● WHAT IS BEING ASKED
Show, in full, each line of the data that contains "indeed".

[Saved data entries]
Issue #567, opened 2021-07-09
Creating a Disruptor instance with an Executor is deprecated in favour of a ThreadFactory


brenuart:
The `AsyncDisruptorAppender` creates Disruptor instances using the constructor that takes an `Executor` as argument.
This constructor has been deprecated in 2015 in favour of a `ThreadFactory`. The deprecation comments says:

> Use a {@link ThreadFactory} instead of an {@link Executor} as a ThreadFactory is able to report errors when it is unable to construct a thread to run a producer.

The deprecation has been introduced by commit https://github.com/LMAX-Exchange/disruptor/commit/42730561258d58e444cc051c04c5267bd7bcce7e and is in effect since version `3.3.4`.

The `AsyncDisruptorAppender` already maintains a `ThreadFactory`. I don't see any problem in passing it to the Disruptor instead of the executor service.

PR #570, opened 2021-07-14
Create Disruptor with a ThreadFactory instead of ExecutorService

brenuart:
See #567

### DIFF
--- a/src/main/java/net/logstash/logback/appender/AbstractLogstashTcpSocketAppender.java
+++ b/src/main/java/net/logstash/logback/appender/AbstractLogstashTcpSocketAppender.java
@@ -36,7 +36,9 @@ import java.util.concurrent.Callable;
 import java.util.concurrent.CountDownLatch;
 import java.util.concurrent.Future;
 import java.util.concurrent.RejectedExecutionException;
+import java.util.concurrent.ScheduledExecutorService;
 import java.util.concurrent.ScheduledFuture;
+import java.util.concurrent.ScheduledThreadPoolExecutor;
 import java.util.concurrent.TimeUnit;
 
 import javax.net.SocketFactory;
@@ -274,6 +276,11 @@ public abstract class AbstractLogstashTcpSocketAppender<Event extends DeferredPr
     private volatile CountDownLatch shutdownLatch;
 
     /**
+     * The {@link ScheduledExecutorService} used to execute house keeping tasks.
+     */
+    private ScheduledThreadPoolExecutor executorService;
+    
+    /**
      * Event handler responsible for performing the TCP transmission.
      */
     private class TcpSendingEventHandler implements EventHandler<LogEvent<Event>>, LifecycleAware {
@@ -443,7 +450,7 @@ public abstract class AbstractLogstashTcpSocketAppender<Event extends DeferredPr
                     }
                 } finally {
                     if (!Thread.currentThread().isInterrupted()) {
-                        getExecutorService().submit(() -> {
+                        executorService.submit(() -> {
                             /*
                              * https://github.com/logstash/logstash-logback-encoder/issues/341
                              *
@@ -805,7 +812,7 @@ public abstract class AbstractLogstashTcpSocketAppender<Event extends DeferredPr
                 }
                 long delay = TimeUnit.MILLISECONDS.toNanos(keepAliveDuration.getMilliseconds()) - (System.nanoTime() - basedOnNanoTime);
                 try {
-                    keepAliveFuture = getExecutorService().schedule(
+                    keepAliveFuture = executorService.schedule(
                         keepAliveRunnable,
                         delay,
                         TimeUnit.NANOSECONDS);
@@ -837,7 +844,7 @@ public abstract class AbstractLogstashTcpSocketAppender<Event extends DeferredPr
                 }
                 long delay = writeTimeout.getMilliseconds();
                 try {
-                    writeTimeoutFuture = getExecutorService().scheduleWithFixedDelay(
+                    writeTimeoutFuture = executorService.scheduleWithFixedDelay(
                             writeTimeoutRunnable,
                             delay,
                             delay,
@@ -950,16 +957,14 @@ public abstract class AbstractLogstashTcpSocketAppender<Event extends DeferredPr
         }
 
         if (errorCount == 0) {
-
+          
             encoder.setContext(getContext());
             if (!encoder.isStarted()) {
                 encoder.start();
             }
 
-            /*
-             * Increase the core size to handle the reader thread
-             */
-            int threadPoolCoreSize = getThreadPoolCoreSize() + 1;
+            int threadPoolCoreSize = 0;
+
             /*
              * Increase the core size to handle the keep alive thread
              */
@@ -972,7 +977,15 @@ public abstract class AbstractLogstashTcpSocketAppender<Event extends DeferredPr
             if (isWriteTimeoutEnabled()) {
                 threadPoolCoreSize++;
             }
-            setThreadPoolCoreSize(threadPoolCoreSize);
+            this.executorService = new ScheduledThreadPoolExecutor(
+                    threadPoolCoreSize,
+                    getThreadFactory());
+
+            /*
+             * This ensures that cancelled tasks do not hold up shutdown.
+             */
+            this.executorService.setRemoveOnCancelPolicy(true);
+            
             this.shutdownLatch = new CountDownLatch(1);
             super.start();
         }
@@ -983,15 +996,29 @@ public abstract class AbstractLogstashTcpSocketAppender<Event extends DeferredPr
         if (!isStarted()) {
             return;
         }
+        
+        super.stop();
+
         /*
          * Stop waiting to reconnect (if reconnect logic is currently waiting)
          */
         this.shutdownLatch.countDown();
-        super.stop();
+             
+        /*
+         * Stop executor service
+         */
+        this.executorService.shutdown();
+        try {
+            if (!this.executorService.awaitTermination(1, TimeUnit.MINUTES)) {
+                addWarn("Some queued events have not been logged due to requested shutdown");
+            }
+        } catch (InterruptedException e) {
+            addWarn("Some queued events have not been logged due to requested shutdown", e);
+        }
     }
 
     protected Future<?> scheduleReaderCallable(Callable<Void> readerCallable) {
-        return getExecutorService().submit(readerCallable);
+        return executorService.submit(readerCallable);
     }
 
     protected void fireEventSent(Socket socket, Event event, long durationInNanos) {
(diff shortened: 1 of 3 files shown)


philsttr:
After this change, the AsyncDisruptorAppender no longer uses its executorService.  The executorService is now only used by the AbstractLogstashTcpSocketAppender.

I think we have two options here:

1. Keep the executorService on AsyncDisruptorAppender for backwards compatibility in case there are other subclasses outside of logstash-logback-encoder using the executorService.  In this case, the javadocs should be updated to indicate its not used by AsyncDisruptorAppender directly, and kept for backwards compatibility for subclass usage only.
OR
2. Move the executorService down to AbstractLogstashTcpSocketAppender.

I'm leaning in favor of 1.  If you agree, can you update the javadoc of the field, and perhaps the getter as well?

We could also deprecate the executorService on AsyncDisruptorAppender with the intention of moving down to AbstractLogstashTcpSocketAppender later.  Thoughts?

brenuart:
I see your point. However, we are moving to `7.0` and removed deprecated methods which are likely to break other people's code (I know they were marked @deprecated for a while already but, you know, I doubt many moved away from them already ;-)

I'd like to start the 7 series with as less deprecation as possible... Removing the `ExecutorService` from `AsyncDisruptorAppender` without notice is indeed not very "friendly" but how many will be affected? The workaround is very easy - just create the executor service yourself from the `ThreadFactory` and you are back in business.

So I would go for option (2) + describe the workaround in the release note.
Do you think this is acceptable?

philsttr:
Yeah, I think 2 is acceptable since we're bumping the major version.

brenuart:
Ok - done.
I'll write a note about the removal of the ExecutorService in the draft release note after the PR is merged.

brenuart:
@philsttr Are you ok with these changes? Can I squash & merge?

src/main/java/net/logstash/logback/appender/AbstractLogstashTcpSocketAppender.java
```diff
@@ -950,16 +957,14 @@ public synchronized void start() {
...
             if (!encoder.isStarted()) {
                 encoder.start();
             }
 
-            /*
-             * Increase the core size to handle the reader thread
-             */
-            int threadPoolCoreSize = getThreadPoolCoreSize() + 1;
+            int threadPoolCoreSize = 0;
+
```
philsttr, line 967: Doesn't this need to start 1? (to account for the reader thread, which is always used).  I think that's why the original code incremented the core size by one here

src/main/java/net/logstash/logback/appender/AsyncDisruptorAppender.java
```diff
@@ -645,21 +605,10 @@ protected void setEventTranslator(EventTranslatorOneArg<LogEvent<Event>, Event>
         this.eventTranslator = eventTranslator;
     }
 
-    protected ScheduledExecutorService getExecutorService() {
-        return executorService;
-    }
-
```
philsttr, line 651: probably should move this method down to AbstractLogstashTcpSocketAppender to keep source compatibility if anyone has custom subclasses

src/main/java/net/logstash/logback/appender/AsyncDisruptorAppender.java
```diff
@@ -645,21 +605,10 @@ protected void setEventTranslator(EventTranslatorOneArg<LogEvent<Event>, Event>
...
     protected Disruptor<LogEvent<Event>> getDisruptor() {
         return disruptor;
     }
 
-    protected int getThreadPoolCoreSize() {
-        return threadPoolCoreSize;
-    }
-    protected void setThreadPoolCoreSize(int threadPoolCoreSize) {
-        this.threadPoolCoreSize = threadPoolCoreSize;
-    }
```
philsttr, line 661: Should move these down to AbstractLogstashTcpSocketAppender as well

src/main/java/net/logstash/logback/appender/AsyncDisruptorAppender.java
brenuart: I thought about it but was wondering if it actually was a good idea. Using the executorService without proper coreSize sizing may result in unpredictable behaviour. Wouldn't be safer to not expose it and let people use their own ExecutorService should they need one ?

src/test/java/net/logstash/logback/appender/LogstashTcpSocketAppenderTest.java
```diff
@@ -324,22 +346,12 @@ public void testReconnectToSecondaryOnWrite() throws Exception {
...
+        // First attempt at sending the event throws an exception while subsequent
+        // attempts succeed. This should force the appender to close the connection
         // and attempt to reconnect
-        doThrow(new RuntimeException())
-            .doReturn("event1".getBytes(StandardCharsets.UTF_8))
-            .when(encoder).encode(event1);
-        
+        doThrow(IOException.class)
+            .doNothing()
+            .when(outputStream).write(any(byte[].class), anyInt(), anyInt());
```
philsttr, line 354: It's unclear why this test needed to change for the refactoring of the executor service.  Can you clarify?

src/test/java/net/logstash/logback/appender/LogstashTcpSocketAppenderTest.java
```diff
@@ -176,32 +176,51 @@ public void testReconnectOnOpen() throws Exception {
...
         
+        appender.start();
         verify(encoder).start();
         
-        doThrow(new RuntimeException()).doReturn("event1".getBytes(StandardCharsets.UTF_8)).when(encoder).encode(event1);
-        
         appender.append(event1);
```
philsttr, line 205: It's unclear why this test needed to change for the refactoring of the executor service.  Can you clarify?

src/main/java/net/logstash/logback/appender/AbstractLogstashTcpSocketAppender.java
brenuart: Correct. Don't know why I left it at zero... :-(

src/test/java/net/logstash/logback/appender/LogstashTcpSocketAppenderTest.java
```diff
@@ -539,18 +556,10 @@ public void testReconnectToSecondaryOnKeepAlive() throws Exception {
...
-            .when(socket).connect(host("localhost", 10001), anyInt());
-
-        // Throw an exception the first time the the appender attempts to write in the output stream.
+        // Throw an exception the first time the the appender attempts to write in the output
+        // stream - this will be the keep alive message sent while on the primary destination.
         // This should cause the appender to initiate the reconnect sequence.
-        doThrow(SocketException.class)
+        doThrow(IOException.class)
             .doNothing()
             .when(outputStream).write(any(byte[].class), anyInt(), anyInt());
```
philsttr, line 564: It's unclear why this test needed to change for the refactoring of the executor service.  Can you clarify?

src/main/java/net/logstash/logback/appender/AsyncDisruptorAppender.java
philsttr: That is a excellent point.  I agree.  Let's keep it encapsulated and not provide access.

src/test/java/net/logstash/logback/appender/LogstashTcpSocketAppenderTest.java
brenuart: Changing these tests was not actually required by the feature. 
The initial version hooks on the Encoder#encode() method to simulate the scenario. However, if the encoder is also a StreamingEncoder the streaming version of that method is invoked instead which makes the test brittle. In order to not make any assumption about the encoder (which is irrelevant in this test case) I decided to throw an exception from the output stream instead. This makes the test case more obvious (IMHO) and similar to the others already present in the same class...

src/test/java/net/logstash/logback/appender/LogstashTcpSocketAppenderTest.java
brenuart: same reasons as above

src/test/java/net/logstash/logback/appender/LogstashTcpSocketAppenderTest.java
brenuart: Not related to the feature covered by the PR (indeed). 
The initial version threw a SocketException. This may wrongly let you think that the test case is about connection related issues which is not the case. In fact, the test case is about any kind of IOException thrown when writing in the output stream. I decided to change the type of the exception thrown to suppress any ambiguity...

src/test/java/net/logstash/logback/appender/LogstashTcpSocketAppenderTest.java
philsttr: Ok.  Thanks for clarifying. :)

Just want to make sure the same scenario is being tested and verified.  I was worried because the stubs for the connect method were removed.  But after a deeper look, I think the verifications ensure that the same scenario is tested.

src/main/java/net/logstash/logback/appender/AbstractLogstashTcpSocketAppender.java
```diff
@@ -950,16 +957,14 @@ public synchronized void start() {
...
                 encoder.start();
             }
 
-            /*
-             * Increase the core size to handle the reader thread
-             */
-            int threadPoolCoreSize = getThreadPoolCoreSize() + 1;
+            int threadPoolCoreSize = 1;
+
             /*
```
philsttr, line 968: This is an extreme nit, but please add the comment back about the reader thread . This will help future us understand why it is initialized 1.

src/test/java/net/logstash/logback/appender/LogstashTcpSocketAppenderTest.java
brenuart: I should have made these modifications in a separate PR... Honestly, it took me some time to remember what these tests are doing. I wrote them a couple of years ago already and after this second read I realised that some were not so obvious and could be made more robust. I hope they will be easier to read next time...

src/main/java/net/logstash/logback/appender/AbstractLogstashTcpSocketAppender.java
brenuart: You are right... I see what you mean.

brenuart:
I need to add some words in the release note about the removal of the ExecutorService from the AsyncDisruptorAppender. Could you please create a first draft of the release note? I haven't done this yet with Github... I'll take care to fill in the blanks afterwards.

philsttr:
Sure thing.  Give me a few mins.

brenuart:
Np. Time for me to go to sleep anyway ;-)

● SOLUTION
I'd like to start the 7 series with as less deprecation as possible... Removing the `ExecutorService` from `AsyncDisruptorAppender` without notice is indeed not very "friendly" but how many will be affected? The workaround is very easy - just create the executor service yourself from the `ThreadFactory` and you are back in business.
brenuart: Not related to the feature covered by the PR (indeed). 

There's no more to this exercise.